Morgen früh sende ich mein 20-Seiten-Individual-Paper ab, sodass die vermutlich zwei aufwändigsten Fächer abgehakt sein werden. Wir haben hier in letzter Zeit zudem einige Tage und auch Nächte an den Projektarbeiten gesessen... Es war zwar sehr lehrreich und interessant, aber auch sehr nerven- und kräftezehrend...

Zwei der restlichen drei Fächer scheinen mit moderatem Aufwand verbunden zu sein, das dritte Fach ist nochmal mit etwas größerem mathematischen und schreibtechnischen Aufwand verbunden... Zusammengefasst hatten wir dann in 5 Fächern: 6 Gruppenpräsentationen (je Fach mind. 1), 2 Klausuren, 2 Gruppenpaper, 1 Einzelpaper, 3 Gruppenhausaufgaben und 10 Individualhausaufgaben. Recht viel Aufwand für 30 ECTS. Dabei zählt für die meisten vor allem die Quantität an Arbeit, denn bei vielen zählt die Note nicht und sie müssen einfach nur bestehen... Für mich jedoch zählt auch die Note und ich vertraue den "Hilfs-Unterlagen" aus den Vorjahren nicht. Meine Mitbewohner scheinen ebenfalls sehr viel Wert auf die Qualität der Arbeiten zu legen - zulasten des Auslandssemester-Freizeit-Feelings....

Gestern kam mir jedoch der Gedanke, dass die Uniprüfungen hier die vermutlich letzten meines akademischen Lebens sein werden (mit Ausnahme der Masterarbeit und dem Masterseminar). Also wird auch die nächsten 1-2 Wochen nochmal rangeglotzt, bevor der Blog hier wieder mit Leben gefüllt werden kann :-)

Bleiben wir noch kurz beim Unileben: Aktuell sind es hier noch etwa 25 Grad und ich habe heute mir heute beim Mittagessen in der Uni einen Sonnenbrand zugezogen. So ein Ärger.... Der Campus gefällt mir übrigens mit den grünen Bäumen, den Backsteinbgeäuden und den Seen/Teichen immer besser. Meine Kamera habe ich für morgen schon eingepackt - falls mir spontan nach Fotos machen machen ist ;-) Die Kantine hat übrigens morgens, mittags und abends je 2 Stunden auf (7-9 Uhr, 11-13 Uhr, 17-19 Uhr) - heute war ich zum ersten Mal in der Kantine zum Frühstücken und ich bin hellauf begeistert! Morgen gehe ich mit Sicherheit wieder hin :-)
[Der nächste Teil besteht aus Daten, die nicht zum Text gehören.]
PR #2039, opened 2020-10-01
Add WORKING_DIRECTORY to CatchAddTests.cmake commands

RemySphere:
## Description
In a CMake project, when using `catch_discover_tests(WORKING_DIRECTORY [...])` it usually means that the test binary needs resources that are relative to said working directory. This could lead to UB or a crash when running `--list-test-names-only` or `--list-reporters` on the produced test binary i.e when a .dll is not lazy loaded and not available in the current PATH.
This commit simply forwards the `WORKING_DIRECTORY` argument to the `execute_process()` calls.

This also remove the need of using CMake's own magic with `CMAKE_MSVCIDE_RUN_PATH` and the like...


horenmar:
That looks reasonable enough, thanks.

PR #2042, opened 2020-10-07
Fixed wrong script path

leozz37:
The path to the `generateAmalgamatedFiles.py` script is wrong on the documentation. There is no "tools" directory.


horenmar:
Have you looked in the branch the documentation is for?

https://github.com/catchorg/Catch2/tree/dev-v3/tools/scripts

Issue #1410, opened 2018-10-16
Exit code goes against Unix conventions - breaks basic assumptions


jamesfrullo:
## Description
When your run your unit test with "-l" or "--list-test-names-only", the exit code of the process is the number of tests. This is quite incorrect behavior on any Unix operating system. A non-zero exit code indicates the program could not perform its intended function. It is reasonable for a tool that runs the program to assume that something went wrong with listing tests, and indeed, I'm using Catch in a framework that assumes exactly that. Furthermore, exit codes above 128 are supposed to have special meaning, and the exit code may not exceed 255. See here, for example:
https://www.tldp.org/LDP/abs/html/exit-status.html

Please fix this to have the test runner exit 0 if there is, in fact, no error.

### Steps to reproduce
Simply build and run any catch unit test with "-l" or "--list-test-names-only".

### Extra information
* Catch version: v2.4.1
* Operating System: Linux
* Compiler+version: GCC 5.4

horenmar:
#1146 

The TL;DR version is that it won't be changed until next major version.

hpesoj:
This is not only a problem when using `-l`, but also when tests fail. I have left a comment on #1146.

Issue #1146, opened 2018-01-12
Bug: Abuse of the exit code


rakhimov:
## Description

It is *nasty* to abuse exit codes in environment where exit codes are specifically for **errors**.
It doesn't compose or play well with every other command line tools.
If you need to count things, have '--count' flag (e.g, git) that reports to stdout.

It doesn't seem to be documented currently,
but exit codes are limited in range to MaxExitCode (=255).
This is just another smell.

### Steps to reproduce

```bash
set -e
set -o pipefail

catch_main --list-test-names-only | wc -l
```

or

```
# No way to specify memory leak return code. Catch can return 127 as well!
valgrind --tool=memcheck --error-exitcode=127 catch_main
```
### Extra information

* Catch version: **v2.1**
* Operating System: **GNU/Linux**
* Compiler+version: **GCC, Clang**

horenmar:
There are basically three points in this

1) Returning the number of tests/reporters etc. in return code is weird and unexpected

This one I agree with, but because of backward compatibility is very likely here to stay.

2) Catch shouldn't use the number of failed tests as return code.

This one I don't agree with. Tests failing is an error. If you care that you cannot tell whether you have XYZ failing tests or are leaking memory, you care about the wrong problem.

3) Clamping the return code is weird.

Blame POSIX. Both `waitid` and `waitpid` only keep lowest 8 bits of process return value, so a return value in the multiple of 256 would lead to a false positive otherwise.


Anyway, 1) and 2) can [be easily solved by defining your own main function](https://github.com/catchorg/Catch2/blob/master/docs/own-main.md#let-catch-take-full-control-of-args-and-config), that returns different exit codes.

philsquared:
FTR I agree with everything @horenmar says. WRT (1) it was a case of "seemed like a good idea at the time".
I don't know if anyone really relies on it - but if they do it's not many. We should probably have changed it in the move to Catch2, but we could do it on the next major version?

And finally I'll add that (3) can also be addressed by providing your own `main()` - as long as your platform supports the unclamped values (e.g. Windows). I'm not sure how useful it really is in practice, though (if you have more than 255 tests failing do you really care about the exact number?)

Bu11etmagnet:
Returning nonzero when tests fail is very useful (I'd say required) when running tests from a build system.
Let's hope nobody will have 256 (or multiples of it) test failures, because it would look like success.

philsquared:
[...]

PR #2044, opened 2020-10-08
fix warning in extras/CatchAddTests.cmake

lkeegan:
## Description
  - don't warn on zero return code of `--list-reporters`
  - previously return code was the number of reporters (#1410, #1146)
  - as of 2c06ee9 return code is zero on success


horenmar:
Thanks

PR #2045, opened 2020-10-10
Add AppMesh to Open Source projects using Catch

laoshanxi:
## Description
Add opensource users [laoshanxi/app-mesh] which is using Catch2 for Unit Test.

## GitHub Issues
N/A


horenmar:
Thanks.

PR #2049, opened 2020-10-10
Prevent macro redefinition when using Clang with MSVC on Windows #2047

### LINKED ISSUE #2047: Using Clang on Windows fail due to redefined macro in catch_compiler_capabilities.hpp (v3.0.0-preview3)
**Describe the bug**
As per the title

**Expected behavior**
There are no redefined symbols.

**Reproduction steps**
1. Use Clang on Windows
2. Compile when including any of the Catch2 v3.0.0-preview3 headers

**Platform information:**
 - OS: **Windows NT**
 - Compiler+version: **Clang 10**
 - Catch version: **v3.0.0-preview3**

**Additional context**
The issue is line 62:
```
#if defined(__clang__)
```
which should probably be:
```
#if defined(__clang__) && !defined(_MSC_VER)
```

michaelvlach:
## Description

When using Clang on Windows the macro `CATCH_INTERNAL_START_WARNINGS_SUPPRESSION` gets redefined because both `__clang__` and `_MSC_VER` are set and both lead to a definition of this macro. This change is supposed to allow using Clang on Windows without such issue by adding additional condition to the clang's variant to prevent it taking effect when used with MSVC headers (clang-cl).

## GitHub Issues

Resolves #2047

### DIFF
--- a/src/catch2/internal/catch_compiler_capabilities.hpp
+++ b/src/catch2/internal/catch_compiler_capabilities.hpp
@@ -57,7 +57,7 @@
 
 #endif
 
-#if defined(__clang__)
+#if defined(__clang__) && !defined(_MSC_VER)
 
 #    define CATCH_INTERNAL_START_WARNINGS_SUPPRESSION _Pragma( "clang diagnostic push" )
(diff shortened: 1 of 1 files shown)


horenmar:
This is not a great fix, but it is a good _now_ fix. Thanks

PR #2057, opened 2020-10-20
Consider CMP0110 add_test() policy

NeroBurner:
## Description
CMake 3.19 introduces new add_test() behavior guarded with the policy
CMP0110.

See: https://cmake.org/cmake/help/latest/policy/CMP0110.html

Update the helper script ParseAndAddCatchTests to consider the policy and
handle the test case name accordingly.

## GitHub Issues
Related issue (CMake 3.18.0): https://github.com/catchorg/Catch2/issues/1984


horenmar:
That looks good, thanks.

PR #2067, opened 2020-10-23
replacing the rest of the instances of the term "master" from the repo…

ryancdavison:
Replacing the rest of the instances of the term "master" from the repo after "master" branch was replaced with "devel"


horenmar:
The changes to codecov and conan make sense, the others do not.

Apropos Essen: Bisher achte ich tatsächlich jeden einzelnen Tag darauf, etwas neues zu Essen - aktuell funktioniert auch das noch hervorragend ;-)

Mit den chinesischen Kommilitonen komme ich übrigens super klar, auch wenn die Gruppenarbeiten immer wieder aufs Neue eine Herausforderung sind. Jedoch wissen wir jetzt jeweils schon, was einen erwartet und wie man mit den Kommilitonen am besten zielführend redet. Insgesamt ist es jedoch so, dass ich mit den ausländischen und chinesischen Kommilitonen weniger Zeit verbringen kann, als erwartet - geschuldet der Uni.

Ich hoffe der nächste Report wird weit weniger unilastig und interessanter zu Lesen. In 1-2 Wochen geht es dann definitv mal in eine andere Stadt - vermutlich nach Guilin!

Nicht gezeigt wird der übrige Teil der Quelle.